I think if you stood in a street in Nazimabad, Karachi and carried out a survey asking 100 persons what the word for "Birth Certificate" was in Urdu, the reply would contain "paidaa'ish(ii)"/" naamah"/"certificate" in the 90+ of the cases with possibly vilaadat in the rest. As for "certificate", beauty is in the eye of the beholder, so we are told. I would eat my hat or "pagRii" if anyone came up with "janam parchii". 

Qureshpor


----------



## Koozagar

As far as I remember, I think it used to be called 'paidaish sertifikayte' with no izaafat or 'sertifikayte-e-paidaish', or simply 'birth sertifikayte'. 'Paidaish Naama' would be a good proper Urdu word. I don't remember hearing 'Janam Parchi'.
Would just like to add that as soon as we admit that ' kaard' and 'sertifikayte' are as much words of Urdu as 'vilaadat' and 'shanakht',  these matters will become easier to resolve.


----------



## BP.

Cilqui bhai,

The BBC is famous for its quirky use of Urdu. I wouldn't count on it for teaching somebody the language. As for the other links, the word's existence a revelation, but all three links could be using an official term (like _birth sarTificeeT_) in Bhaarat so someone might instictively say "Please hand me your janm parchi" even in English...just theorising for its apparent absence from our vocabulary.

....



QURESHPOR said:


> The links you have provided me, unfortunately, are tantamount to looking for a needle in a haystack!


Please use the find feature of your web browser to locate the words. You'd have to first type it in the script elsewhere obviously.


----------



## Cilquiestsuens

QURESHPOR said:


> The links you have provided me, unfortunately, are tantamount to looking for a needle in a haystack!



If you don't have enough time to read twelve lines of Urdu at least you can just check the Edit menu of your browser and select the 'find' option and search for the word جنم پرچی . And if you don't know how to type Urdu on your computer you can still use this excellent transliteration website. 

And if you don't feel like reading more than two lines here is another reference.

....



QURESHPOR said:


> I think if you stood in a street in Nazimabad, Karachi and carried out a survey asking 100 persons what the word for "Birth Certificate" was in Urdu, the reply would contain "paidaa'ish(ii)"/" naamah"/"certificate" in the 90+ of the cases with possibly vilaadat in the rest.
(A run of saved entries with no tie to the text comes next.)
PR #2077, opened 2026-01-19
ci: explicitly install python3 in containers

bdrung:
## Changes

Explicitly install python3 in the containers to allow testing the `livenet` module using Python 3 `http.server` as HTTP server. Many of the containers already have Python installed as dependency.

## Checklist

Fixes #

### DIFF
--- a/test/container/Dockerfile-arch
+++ b/test/container/Dockerfile-arch
@@ -52,6 +52,7 @@ RUN pacman --noconfirm -Syu \
     pciutils \
     pkgconf \
     plymouth \
+    python \
     qemu \
     qrencode \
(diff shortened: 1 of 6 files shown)


LaszloGombos (approved):

jozzsi:
This PR seems to regress debian:sid container - https://github.com/dracut-ng/dracut-ng/actions/runs/21154452879

bdrung:
Correlation is not causation. The failure was caused https://bugs.debian.org/cgi-bin/bugreport.cgi?bug=1125944 which has been fixed. I just retrigger generating the container image to pick up the fix.

PR #2088, opened 2026-01-20
feat(livenet): support root=http:* as alias for root=live:http:*

bdrung:
## Changes

For compatibility with `cloud-initramfs-rooturl` support `root=http:*` as alias for `root=live:http:*` and `root=https:*` as alias for `root=live:https:*`.

## Checklist

Fixes #


LaszloGombos (approved):

nadzyah (approved):
I don't have write access here, so my approval doesn't count, but I don't see any problem with this change. I've also checked that `cloud-initramfs-tools` have such an option
So, +1

Conan-Kudo (approved):

PR #2090, opened 2026-01-21
feat(tpm2-tss): improve autodetection

jozzsi:
## Changes

Include the `tpm2-tss` dracut module if TPM2 HW is available in  sloppy hostonly mode. 

## Checklist

### DIFF
--- a/modules.d/73tpm2-tss/module-setup.sh
+++ b/modules.d/73tpm2-tss/module-setup.sh
@@ -4,13 +4,15 @@
 
 # Prerequisite check(s) for module.
 check() {
-
     # If the binary(s) requirements are not fulfilled the module can't be installed.
     require_binaries tpm2 || return 1
 
-    # Return 255 to only include the module, if another module requires it.
-    return 255
+    # Include the tpm2-tss dracut module if TPM2 HW is available in sloppy hostonly mode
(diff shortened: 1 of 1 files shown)


modules.d/73tpm2-tss/module-setup.sh
```diff
@@ -4,13 +4,15 @@
...
 # Prerequisite check(s) for module.
 check() {
-
     # If the binary(s) requirements are not fulfilled the module can't be installed.
     require_binaries tpm2 || return 1
 
-    # Return 255 to only include the module, if another module requires it.
-    return 255
+    # Include the tpm2-tss dracut module if TPM2 HW is available in sloppy hostonly mode
+    if [[ $hostonly_mode == "sloppy" ]] && [ -d "/sys/class/tpmrm" ] && [[ "$(ls -A /sys/class/tpmrm/)" ]]; then
```
aafeijoo-suse, line 11: Having a TPM doesn't mean that it's being used to decrypt the rootfs, or IOW, this patch will only add this module (and **~5MB** more in zstd compressed initrds) in cases where is not necessary.

jozzsi: > this patch will only add this module (and ~5MB more in zstd compressed initrds) in cases where is not necessary.

Thanks for sharing this data, very useful. The 5MB number is not the same in all Linux distributions. 

There are several ways for a distribution or a user to opt out from this default 
1. set `hostonly_mode` to `strict`.
2. package tpm2-tss dracut module as a separate package and only install it when initramfs needs it

jozzsi:

PR #2064, opened 2026-01-16
test(DMSQUASH): fix autooverlay test false positive and setup

nadzyah:
## Changes

The autooverlay test was always passing due to multiple issues:

* The test searched for the marker string in the entire root.img, but the string also existed literally in `test-init.sh` embedded in the first partition, causing a false positive. Fix by extracting and searching only the second (overlay) partition
* `test-init.sh` tried to read `/proc/cmdline` but `/proc` was not mounted and the directory did not exist. Fix by creating and mounting `/proc` temporarily
* The test disk image contained raw rootfs instead of the live structure (LiveOS/rootfs.img), so FSIMG was empty and `do_live_overlay()` was never called. Fix by using the live structure on disk
* Add `sync` after writing the marker to ensure it is flushed to the persist partition before shutdown

## Checklist
- [x] I have tested it locally
- [x] I have reviewed and updated any documentation if relevant
- [x] I am providing new code and test(s) for it

Fixes #2054

PR #2096, opened 2026-01-22
fix(dmsquash-live-autooverlay): re-read partition table after creation

nadzyah:
This PR is a follow-up on https://github.com/dracut-ng/dracut-ng/pull/2064#issuecomment-3782037835

## Changes

After parted creates the overlay partition, the kernel's in-memory partition table is not automatically updated. This causes mkfs to fail with "The file /dev/sdX does not exist" on some systems.

Add `blockdev --rereadpt` to force the kernel to re-read the partition table before attempting to create the filesystem.

## Checklist

### DIFF
--- a/modules.d/70dmsquash-live-autooverlay/create-overlay.sh
+++ b/modules.d/70dmsquash-live-autooverlay/create-overlay.sh
@@ -78,6 +78,7 @@ gatherData() {
 
 createPartition() {
     parted --script --align optimal "${blockDevice}" mkpart primary ${partitionStart}% 100%
+    blockdev --rereadpt "${blockDevice}"
 }
 
 createFilesystem() {


modules.d/70dmsquash-live-autooverlay/create-overlay.sh
```diff
@@ -97,6 +97,7 @@ createFilesystem() {
 main() {
     gatherData "$1"
     createPartition
+    blockdev --rereadpt "${blockDevice}"
```
bdrung: The main function is a high level function. Can you move that into the createPartition function?

bdrung: Do we include the `blockdev` command in the initrd? Maybe we could use partprobe (shipped by parted) instead?

nadzyah: It's installed by the `dmsquash-live` module (which `dmsquash-live-autooverlay` depends on)
https://github.com/dracut-ng/dracut-ng/blob/5dd694a4834ec7643b02d04d73f87d5c760b7ede/modules.d/70dmsquash-live/module-setup.sh#L25

bdrung: Oh, i missed that. Thanks.

modules.d/70dmsquash-live-autooverlay/create-overlay.sh
```diff
@@ -97,7 +99,6 @@ createFilesystem() {
 main() {
     gatherData "$1"
     createPartition
-    udevsettle
     createFilesystem
     udevsettle
```
bdrung, line 103: There is a second udevsettle. Let's keep moving udevsettle for a future PR.

bdrung (approved):

LaszloGombos (approved):

PR #2105, opened 2026-01-23
ci(LIVENET): enable livenet testing on Alpine

jozzsi:
## Changes

Test 31 (livenet) requires curl to be available in the test CI container.

## Checklist

Fixes #

### DIFF
--- a/test/container/Dockerfile-alpine
+++ b/test/container/Dockerfile-alpine
@@ -26,6 +26,7 @@ RUN apk add --no-cache \
     alpine-base \
     build-base \
     cargo \
+    curl \
     dnsmasq \
     dracut-tests \
     efistub \


.github/workflows/daily-busybox-x64.yml
```diff
@@ -32,6 +32,7 @@ jobs:
                     - {test: '13', deps: ''}
                     - {test: '20', deps: 'lvm2 device-mapper'}
                     - {test: '26', deps: 'cryptsetup mdadm device-mapper lvm2 partx sed'}
+                    - {test: '31', deps: 'blkid curl device-mapper grep networkmanager networkmanager-initrd-generator python3 squashfs-tools'}
```
bdrung: Why not build a bigger alpine image that contains all those packages (similar to the other ci containers)?

jozzsi: I consider having a separate Dockerfile per busybox test would be quite an overhead and I do not really see any advantage of that approach over the current approach. Also apk is incredible fast when installing packages.

As you can see GNU sed is only needed for test 26, and GNU grep is only needed for test 31. If we have one CI container that would serve both test 26 and test 31, than both GNU grep and GNU sed would have to be installed for both test, which would provide much less test coverage than the current approach. The main point here is that installing all the packages all the time is actually reducing test coverage (and also not something that is mimicking end-user environments). 

If the project (ever) gets to the point that none of the GNU tools are required to run none-of the test, than installing packages like lvm2 or networkmanager into the busybox container became a feasible approach. 

..and as I am sure you know we already have a "big" Alpine image that cotains all the dependent packages, but that Alpine image also include coreutils.

jozzsi: Thinking about this more, we could add those Alpine packages to the busybox CI image that are not overlapping with busybox binaries. Came up with a better approach here - https://github.com/dracut-ng/dracut-ng/pull/2120 (which now is a dependency for this PR).

LaszloGombos (approved):

PR #2107, opened 2026-01-23
test: let run-qemu create a log file

bdrung:
## Changes

Move `check_log` to `test/test-functions`, name it `check_qemu_log`, and do not require to specify the success message (which will be the same for all tests). Let `run-qemu` create a log file if `QEMU_LOGFILE` is set and the QEMU is not run in `-daemonize` mode.

This is a preparation to use `check_qemu_log` in other tests as well.

## Checklist

Fixes #

### DIFF
--- a/test/run-qemu
+++ b/test/run-qemu
@@ -198,6 +198,10 @@ if ! [[ $* == *-daemonize* ]] && timeout --help 2> /dev/null | grep -q -- --fore
     # Run QEMU with a timeout (defaut: 10min) unless daemonized
     ARGS=(--foreground "${QEMU_TIMEOUT-600}" "$BIN" "${ARGS[@]}")
     BIN=timeout
+
+    if [[ ${QEMU_LOGFILE-} ]]; then
+        exec > >(tee "$QEMU_LOGFILE")
+    fi
 fi
 
 echo "${0##*/}: $BIN $(quote_args "${ARGS[@]}")"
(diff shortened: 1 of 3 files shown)


LaszloGombos (approved):
great

test/run-qemu
```diff
@@ -198,6 +198,10 @@ if ! [[ $* == *-daemonize* ]] && timeout --help 2> /dev/null | grep -q -- --fore
     # Run QEMU with a timeout (defaut: 10min) unless daemonized
     ARGS=(--foreground "${QEMU_TIMEOUT-600}" "$BIN" "${ARGS[@]}")
     BIN=timeout
+
+    if [[ ${QEMU_LOGFILE-} ]]; then
+        exec > >(tee "$QEMU_LOGFILE")
```
jozzsi, line 203: This does not seem to work with busybox `tee` it seems, and requires `coreutils`.

This PR seems to have a hard conflict with https://github.com/dracut-ng/dracut-ng/pull/2105 (which is now failing after rebase).

jozzsi: https://github.com/dracut-ng/dracut-ng/pull/2115

bdrung: You came to the wrong conclusion which lead me in the wrong direction as well. I figured out the correct reason and here is the fix: https://github.com/dracut-ng/dracut-ng/pull/2116

PR #283, opened 2019-11-04
Improvements in IPReassembly and LRUList

### LINKED ISSUE #281: LRUList: the complexity of method "put": is not O(1)
This method has the following code:
```
if (m_CacheItemsList.size() > m_MaxSize)
{
  ListIterator lruIter = m_CacheItemsList.end();
  lruIter--;
  T* deletedValue = new T(*lruIter);
  m_CacheItemsMap.erase(*lruIter);
  m_CacheItemsList.erase(lruIter);

  return deletedValue;
}
```
`m_CacheItemsList` is of type `std::list`. Unfortunately, the complexity of method `size` of linked list can be O(n) (refer to https://en.cppreference.com/w/cpp/container/list/size). The C++ standard guarantees the constant complexity for C++ 11 and newer. We need to rework this method because it is the significant impact on performance (LRUList is used by IPReassembly).

I have made the tests under CentOS-7 with g++ 8.3.1 and got that one call of `size()` is performed 2.4 milliseconds (the size of list was 500000). The same result will be for the default compiler (g++ 4.8).

I suggest to use an internal counter of elements stored in `m_CacheItemsList`.

gx740:
1. Fix for #281
2. Code of `IPReassembly` was simplified: the type of private member `m_PacketLRU` was changed from `LRUList<uint32_t>*` to `LRUList<uint32_t>`
3. Performance improvements in both classes

I have prepared the new optimized method `put` in `LRUList` so I suggest to mark the old one as deprecated.

### DIFF
--- a/Common++/header/LRUList.h
+++ b/Common++/header/LRUList.h
@@ -40,7 +40,7 @@ namespace pcpp
 		/**
 		 * Puts an element in the list. This element will be inserted (or advanced if it already exists) to the head of the
 		 * list as the most recently used element. If the list already reached its max size and the element is new this method
-		 * will remove the least recently used element and return a pointer to it. Method complexity is O(log(size()))
+		 * will remove the least recently used element and return a pointer to it. Method complexity is O(log(getSize()))
 		 * @param[in] element The element to insert or to advance to the head of the list (if already exists)
 		 * @return A pointer to the element that was removed from the list in case the list already reached its max size.
 		 * If the list didn't reach its max size NULL will be returned. Notice it's the responsibility of the user to free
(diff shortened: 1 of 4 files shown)


gx740:
The current implementation creates a new dynamically allocated object by copying the existed one. The main goal of the new method `put` is to avoid memory allocation. Another benefit is that the copying can be avoided if the user passes NULL pointer as the last argument.

gx740:
The new method is based on the old one.

seladb:
Regarding this PR - I'm still waiting for PR #285 to be merged (which also touches IPReassemly), then I'll review and merge this PR

gx740:
The changes in these PRs do not cross. I have checked.

gx740:
Something went wrong. This PR should be closed because it was branched from master not dev.

seladb:
Yes. Please reopen it from `dev`

PR #287, opened 2019-11-05
Improvements in LRUList and IPReassembly

gx740:
1. Fix for #281
2. Code of `IPReassembly` was simplified: the type of private member `m_PacketLRU` was changed from `LRUList<uint32_t>*` to `LRUList<uint32_t>`
3. Performance improvements in both classes

The current implementation of `LRUList::put` creates a new dynamically allocated object by copying the existed one. The main goal of the new method is to avoid memory allocation. Another benefit is that the copying can be avoided if the user passes `NULL` as the last argument. The new method is based on the old one.

I suggest to mark the old method `put` as deprecated or to remove at all (this changes the interface of LRUList). If old method will be removed we can change the signature of new method from `int put(const T& element, T* deletedValue` to `int put(const T& element, T* deletedValue = NULL)`

### DIFF
--- a/Common++/header/LRUList.h
+++ b/Common++/header/LRUList.h
@@ -44,49 +44,14 @@ namespace pcpp
 		/**
 		 * Puts an element in the list. This element will be inserted (or advanced if it already exists) to the head of the
 		 * list as the most recently used element. If the list already reached its max size and the element is new this method
-		 * will remove the least recently used element and return a pointer to it. Method complexity is O(log(getSize()))
-		 * @param[in] element The element to insert or to advance to the head of the list (if already exists)
-		 * @return A pointer to the element that was removed from the list in case the list already reached its max size.
-		 * If the list didn't reach its max size NULL will be returned. Notice it's the responsibility of the user to free
-		 * this pointer's memory when done using it
-		 */
-		T* put(const T& element)
-		{
-			m_CacheItemsList.push_front(element);
-
-			// Inserting a new element. If an element with an equivalent key already exists the method returns an iterator to the element that prevented the insertion
-			std::pair<MapIterator, bool> pair = m_CacheItemsMap.insert(std::make_pair(element, m_CacheItemsList.begin()));
-			if(pair.second == false) // already exists
-			{
-				m_CacheItemsList.erase(pair.first->second);
-				pair.first->second = m_CacheItemsList.begin();
-			}
-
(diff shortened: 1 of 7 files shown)


Common++/header/LRUList.h
```diff
@@ -58,7 +62,7 @@ namespace pcpp
 				pair.first->second = m_CacheItemsList.begin();
 			}
 
-			if (m_CacheItemsList.size() > m_MaxSize)
+			if (m_CacheItemsMap.size() > m_MaxSize)
```
gx740: Fix for #281

seladb:
Could you please rebase this PR to the latest changes in `dev`?

gx740:
Done

Common++/header/LRUList.h
```diff
@@ -72,11 +76,52 @@ namespace pcpp
...
+			{
+				ListIterator lruIter = m_CacheItemsList.end();
+				lruIter--;
+
+				if (deletedValue != NULL)
+#if __cplusplus > 199711L || _MSC_VER >= 1800
+					*deletedValue = std::move(*lruIter);
+#else
+					*deletedValue = *lruIter;
+#endif
```
seladb: This is a nice optimization! However I don't think we need 2 versions of `put()`, we should choose between the two. This version is more optimized but the API is a bit less readable IMO. What do you think?

gx740: I suggest to remove the old method and to change the new one to following:

`int put(const T& element, T* deletedValue = NULL)`

The user should only make changes to process the new type of return value (`deletedValue` has the default value).

seladb: Yes I agree. Please notice `LRUList` is also used in 2 examples: `PcapSplitter` and `TcpReassembly`. Please make sure that you make the changes there too. In addition, I'd really appreciate if you can run some tests on these examples after the change to make sure they behave correctly

gx740: The changes have been made. I have run the tests with following parameters and had the same results for different versions of certain application:

- `TcpReassembly -r three_http_streams.pcap -f 2`

- `PcapSplitter -f sll.pcap -o old -m client-ip -p 5`

In this case I have changed the `MAX_NUMBER_OF_CONCURRENT_OPEN_FILES` constant to 5 before compilation.

In addition, `valgrind` has found the memory leakages in examples.

PR #288, opened 2019-11-05
Performance improvement of SSLLayer::IsSSLMessage()

gx740:
1. Performance of SSLLayer::IsSSLMessage method was significantly improved
2. New SSL ports were added (I am not sure that it is necessary)

### DIFF
--- a/Packet++/header/SSLLayer.h
+++ b/Packet++/header/SSLLayer.h
@@ -248,7 +248,7 @@ namespace pcpp
 		 */
 		void parseNextLayer();
 
-    OsiModelLayer getOsiModelLayer() const { return OsiModelPresentationLayer; }
+		OsiModelLayer getOsiModelLayer() const { return OsiModelPresentationLayer; }
 
 	protected:
 		SSLLayer(uint8_t* data, size_t dataLen, Layer* prevLayer, Packet* packet) : Layer(data, dataLen, prevLayer, packet) { m_Protocol = SSL; }
--- a/Packet++/header/SSLLayer.h
+++ b/Packet++/header/SSLLayer.h
@@ -1,8 +1,6 @@
 #ifndef PACKETPP_SSL_LAYER
 #define PACKETPP_SSL_LAYER
 
-#include <map>
-#include <vector>
 #include "PointerVector.h"
 #include "Layer.h"
 #include "SSLCommon.h"
@@ -175,6 +173,12 @@ namespace pcpp
 	public:
 
 		/**
+		 * A static method that checks whether the port is considered as SSL/TLS
+		 * @param[in] port The port number to be checked
+		 */
+		static bool isSSLPort(uint16_t port);
+
+		/**
 		 * A static methods that gets raw data of a layer and checks whether this data is a SSL/TLS record or not. This check is
 		 * done using the source/dest port and matching of a legal record type in the raw data. The list of ports identified
 		 * as SSL/TLS is hard-coded and includes the following ports:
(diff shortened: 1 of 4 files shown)


gx740:
> In this PR you're replacing the port map with a simple switch case statement, but at the same time keeping the port map (which is now being used only in `SSLLayer::getSSLPortMap()`.

Unfortunately, `SSLLayer::getSSLPortMap()` had been made public so I could not simply remove this map.

> I think there's no point in this duplicate. Why is the switch case statement faster than the map? Is it somehow related to the benchmark you made in #290 ?

Operator `switch` will faster than the lookup in map (or sorted vector) any time:

1. Its complexity is constant
2. Generally, the compilers are optimized it very well

> Instead of keeping both map and switch case statement, what we can do is:
> 
> * Keep the map as is
> * Add this to optimize for most cases:
>   ```
>   if (port == 443) // HTTPS, this is likely case
>        return true;
>   ```

It's better to remove `SSLLayer::getSSLPortMap()` at all because it's useless for end user. Why?
- The SSL ports are well known and the new ones are rarely added
- Lookup in map (or in vector as described in #290) is very slow comparing to switch operator
- The logic of SSLLayer does not depend on certain port number

I've made the tests for the worst case (lookup of 995):
```
Measurement of lookup performance: container size is 14
Operator switch: duration(ms): 15, iterations: 1000000
Lookup in map: duration(ms): 1045, iterations: 1000000
```

Source code of tests:
```
#include <vector>
#include <map>
#include <cstdint>
#include <chrono>
#include <iostream>
#include <algorithm>

static std::map<uint16_t, bool> createSSLPortMap()
{
  std::map<uint16_t, bool> result;

  result[0] = true; //default
  result[261] = true; //NSIIOPS
  result[443] = true; //HTTPS
  result[448] = true; //DDM-SSL
  result[465] = true; //SMTPS
  result[563] = true; //NNTPS
  result[614] = true; //SSHELL
  result[636] = true; //LDAPS
  result[989] = true; //FTPS - data
  result[990] = true; //FTPS - control
  result[992] = true; //Telnet over TLS/SSL
  result[993] = true; //IMAPS
  result[994] = true; //IRCS
  result[995] = true; //POP3S

  return result;
}

static const std::map<uint16_t, bool> SSLPortMap = createSSLPortMap();

static bool isSSLPort(uint16_t port)
{
  if(port == 443) // HTTPS, this is likely case
    return true;

  switch(port)
  {
    case 0:   // default
    case 261: // NSIIOPS
    case 448: // DDM-SSL
    case 465: // SMTPS
    case 563: // NNTPS
    case 614: // SSHELL
    case 636: // LDAPS
    case 989: // FTPS - data
    case 990: // FTPS - control
    case 992: // Telnet over TLS/SSL
    case 993: // IMAPS
    case 994: // IRCS
    case 995: // POP3S
      return true;
    default:
      return false;
  }
}

{
  constexpr auto tryCount = 1000000U;
  constexpr uint16_t portToSearch = 995;
  auto count = 0U;

  std::cout << "Measurement of lookup performance: container size is " << SSLPortMap.size() << '\n';

  // function
  auto startTime = std::chrono::steady_clock::now();

  for(auto i = 0U; i < tryCount; ++i)
    if(isSSLPort(portToSearch))
      ++count;

  auto duration = std::chrono::duration_cast<std::chrono::milliseconds>(std::chrono::steady_clock::now() - startTime);
  std::cout << "Operator switch: duration(ms): " << duration.count() << ", iterations: " << count << '\n';

  // map
  count = 0;
  startTime = std::chrono::steady_clock::now();

  for(auto i = 0U; i < tryCount; ++i)
    if(SSLPortMap.find(portToSearch) != SSLPortMap.cend())
      ++count;

  duration = std::chrono::duration_cast<std::chrono::milliseconds>(std::chrono::steady_clock::now() - startTime);
  std::cout << "Lookup in map: duration(ms): " << duration.count() << ", iterations: " << count << '\n';

  return 0;
}
```

gx740:
We can append a new public method `isSSLPort` instead of `getSSLPortMap`.

seladb:
> We can append a new public method `isSSLPort` instead of `getSSLPortMap`

Yes, that makes sense to me. It'll break the current API but I don't think it's a major concern because as you mentioned not a lot of people use it. You will have to change the `SSLAnalyzer` example app though

gx740:
The changes have been made

Packet++/header/SSLLayer.h
```diff
@@ -249,7 +248,7 @@ namespace pcpp
 		 */
 		void parseNextLayer();
 
-        OsiModelLayer getOsiModelLayer() const { return OsiModelPresentationLayer; }
+    OsiModelLayer getOsiModelLayer() const { return OsiModelPresentationLayer; }
```
seladb: Please fix the indentation here

gx740: Done

PR #293, opened 2019-11-07
Fixed indentations in GtpLayer.h

gx740:


Packet++/header/GtpLayer.h
```diff
@@ -32,7 +32,7 @@ namespace pcpp
 		/** A 1-bit value that differentiates GTP (value 1) from GTP' (value 0) */
 				protocolType:1,
 		/** GTP version */
-		        version:3;
+				version:3;
 #else
 		/** GTP version */
 		uint8_t version:3,
```
seladb: Can you fix the indentation for all of these fields?

gx740: I thought these indentations had been made consciously, in order to group bit fields that belong to one byte.

seladb: No, it's probably a mistake. If you look at the file you'll see that `uint8_t npduNumberFlag:1` has a different indentation comparing to the rest of the fields. I'd prefer to align all fields to the same indentation as `uint8_t npduNumberFlag:1`

gx740: Done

As for "certificate", beauty is in the eye of the beholder, so we are told.



First to start with, *paidaa'ishii sarTifiikeT* is a word I was the first to mention in this thread in my previous post... I fail to see it in your previous suggestions. As for other words, like the one you seem to like a lot... vilaadat-(naamah), it is in my knowledge not the official word in any of the four+ provinces of Pakistan.  

As for judging the beauty of that word, I see nothing wrong in _*parchii*_... What you mean to say maybe, is that this word is not a proper word for a certificate... Not Arabic enough??? Well, as you know, * parchaa* is used for F.I.R., don't tell me you don't know this one... 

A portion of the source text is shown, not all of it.